Preparing for climate change presents a largely unprecedented and increasingly urgent planning challenge for communities throughout the world. This is particularly true for towns and cities along coastlines, which are likely to experience some of the earliest and most severe effects of a changing climate.

Large cities, such as New York, Boston, and San Francisco, have begun to take climate change risks seriously. However, most towns and cities in New England and throughout the U.S. have hardly begun the conversation about what climate change impacts might mean and how to prepare for them. There are a number of possible reasons for this. Municipalities have a lot of other issues to think about and concerns to juggle. Many local officials, whether or not they are concerned about how climate change will affect their towns and cities, don’t feel climate change adaptation is a priority for their citizens. Decision-makers and agency personnel often feel constrained by budget limitations or lack of technical capacity. Even where there is commitment to addressing climate change risks and capacity to take on the challenge, planning for an uncertain climatic future amid differing ideas about whether and how to adapt remains a daunting task—one that will likely require new, more flexible approaches to planning, development, and ecosystem management.

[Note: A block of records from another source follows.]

PR #31, opened 2024-08-17
Initial version of logging for fibad.

mtauraso:
* Almost all print statements have been changed to logs.
* Logging is initialized in the Fibad object, where the config is parsed
* The logger name is 'fibad' which allows automatic roll-up from other modules within fibad (but not fibad_cli) by simply creating a local logging handle with:

  import logging logger = logging.getLogger(__name__)

* This mechanism also works for the downloadCutout code, which has been converted to logging.
* Added documentation to the default config about the log levels and configurable destinations.

### DIFF
--- a/src/fibad/fibad.py
+++ b/src/fibad/fibad.py
@@ -1,3 +1,5 @@
+import logging
+import sys
 from pathlib import Path
 from typing import Union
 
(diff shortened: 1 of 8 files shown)


src/fibad/fibad.py
```diff
@@ -23,8 +25,61 @@ def __init__(self, *, config_file: Union[Path, str] = None):
...
+        # Choosing "fibad" as our log name also means that modules like fibad.models, or fibad.dataloaders
+        # can get a logger with logging.getLogger(__name__) and will automatically roll up to us.
+        #
+        # A downside is that multiple Fibad objects all log the same place and have the ability to clobber
+        # one another's settings, and combine logs with one another.
+        self.logger = logging.getLogger("fibad")
+
+        # default to warning level
+        level = general_config.get("log_level", "warning")
+        if not isinstance(level, str):
```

How can we support at-risk communities in effectively planning and preparing for climate change? CBI doesn’t have a silver bullet, but we do have some ideas about how we can help.

The New England Climate Adaptation Project—Using Role-Play Games to Get the Adaptation Conversation Started

Decision-makers are unlikely to gain support for the investments, tough choices, and tradeoffs that adaptation will likely entail without widespread public concern about climate change risks. Therefore, raising awareness about climate change threats and building public support for managing these risks is a key first step in supporting effective climate change adaptation. A second, and related, step is to introduce tools and resources that at-risk communities can use to move forward with adaptation despite the many challenges they may face in doing so.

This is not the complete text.